Re:An Application? (Score:4, Interesting)
I wouldn't be so sure that ten years from now this kind of research will be allowed, at least in public institutions. Don't forget that until recently there were bans on publicly-funded research which used cells from deceased embryos and lab-created blastocytes, because they "have souls".
That's just stupid. Simply put, there has to be a lot more fundamentalist Christians than there are for such a thing to come about. My view is that the embryo ban came about because it was an icky, new technology like cloning or artificial insemination. After it's been around for a couple of decades, nobody but a few people will give it a second thought.
Re:An Application? (Score:5, Insightful)
The example of artificial insemination is a good example. When artificial insemination was first introduced there was a lot of outcry over it. Now the only major objection is from the Catholic Church. Others who still object do so out of side-effects such as the destruction of embryos rather than objecting to the process as a whole (which the Catholic Church does). And in a few years even the Catholics will likely be fine with it.
But at the same time, this sort of example isn't so great. It involves a direct application: people are much more willing to change their ethical and moral attitudes when they see the actual benefits of a new technology.
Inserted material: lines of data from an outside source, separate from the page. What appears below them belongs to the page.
PR #234, opened 2022-02-21
File Upload - Visitor can upload more than 25 files after removing of last uploaded file

kuldar-daniel:
This PR fixes issue, where removing the file would remove all of the uploads where the local file is the same, which messes up the file count. Add UUID to each individual upload for them to be different.

### DIFF
--- a/GliaWidgets/Lib/Upload/FileUpload.swift
+++ b/GliaWidgets/Lib/Upload/FileUpload.swift
@@ -1,3 +1,5 @@
+import Foundation
+
 class FileUpload {
     enum Error {
         case fileTooBig
@@ -53,6 +55,7 @@ class FileUpload {
 
     private let storage: DataStorage
     private let environment: Environment
+    private let uuid = UUID()
 
     init(with localFile: LocalFile, storage: DataStorage, environment: Environment) {
         self.localFile = localFile
@@ -94,7 +97,7 @@ class FileUpload {
 
 extension FileUpload: Equatable {
     static func == (lhs: FileUpload, rhs: FileUpload) -> Bool {
-        return lhs.localFile == rhs.localFile
+        return lhs.uuid == rhs.uuid
     }
 }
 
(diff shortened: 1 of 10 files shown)


dukhovnyi (commented):
Sorry, I didn't catch how local file comparison affects file count limitation.
Perhaps we need to analyze the mechanism that counts the allowed file amount and rework it.
And in sense of adding unit-tests, I'd like to propose adding tests for this issue also.

kuldar-daniel:
> Sorry, I didn't catch how local file comparison affects file count limitation. Perhaps we need to analyze the mechanism that counts the allowed file amount and rework it. And in sense of adding unit-tests, I'd like to propose adding tests for this issue also.

`uploads.removeAll(where: { $0 == upload })`

when tapping close, all of the ones with same local file would be removed, but the UI would still display them.

GliaWidgets/Lib/Upload/FileUpload.swift
```diff
@@ -53,6 +55,7 @@ class FileUpload {
 
     private let storage: DataStorage
     private let environment: Environment
+    private let uuid = UUID()
```
igorkravchenko, line 58: Let's use DI for bringing generation of UUID here.

igorkravchenko (commented):
I support @dukhovnyi on this, that it looks incorrect to assume equitability based only on UUID and ignoring other fields, even if it solves current issue for now. Also it will be beneficial if we add unit test(s) that will prove that this issue is no longer exists.

kuldar-daniel:
Added test + removed the fileupload equatable protocol alltogether

igorkravchenko (approved):
Great job! Looks good 👍

GliaWidgetsTests/Lib/Upload/FileUploader.Environment.Failing.swift
```diff
@@ -0,0 +1,16 @@
+@testable import GliaWidgets
+extension FileUploader.Environment {
```
dukhovnyi, line 2:
```suggestion

extension FileUploader.Environment {
```

dukhovnyi (approved):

The general worry of poor treatment of science is a valid one. Sarah Palin railed against research involving "fruit flies" and John McCain complained about research about bear DNA, and neither of those even had any moral or ethical component to them. There's a very strong anti-science attitude in certain groups in the United States. Worse, it appears on both sides of the political spectrum (the anti-vaccination movement and much of the fringier elements of alternative medicine are very much on the left end of the political spectrum). Moreover, strongly negative attitudes about evolution and abiogenesis research have already won out in some Islamic countries. Look at Turkey for example which is a nominally secular country (indeed with disturbingly enforced secularism) and yet evolution isn't taught in schools and universities have trouble doing any research connected to evolution or abiogenesis. See for example http://scienceblogs.com/gregladen/2009/11/islamic_creationism_in_the_new.php [scienceblogs.com] for a quick summary of the current situation in the Islamic world. Moreover, Islamic creationists in Turkey have succeeded partially due to support and cooperation with Christian creationists in the United States. So it is possible for religious fanatics to really restrict this sort of thing: It has happened in other countries. Is it likely? Probably not. But it isn't impossible.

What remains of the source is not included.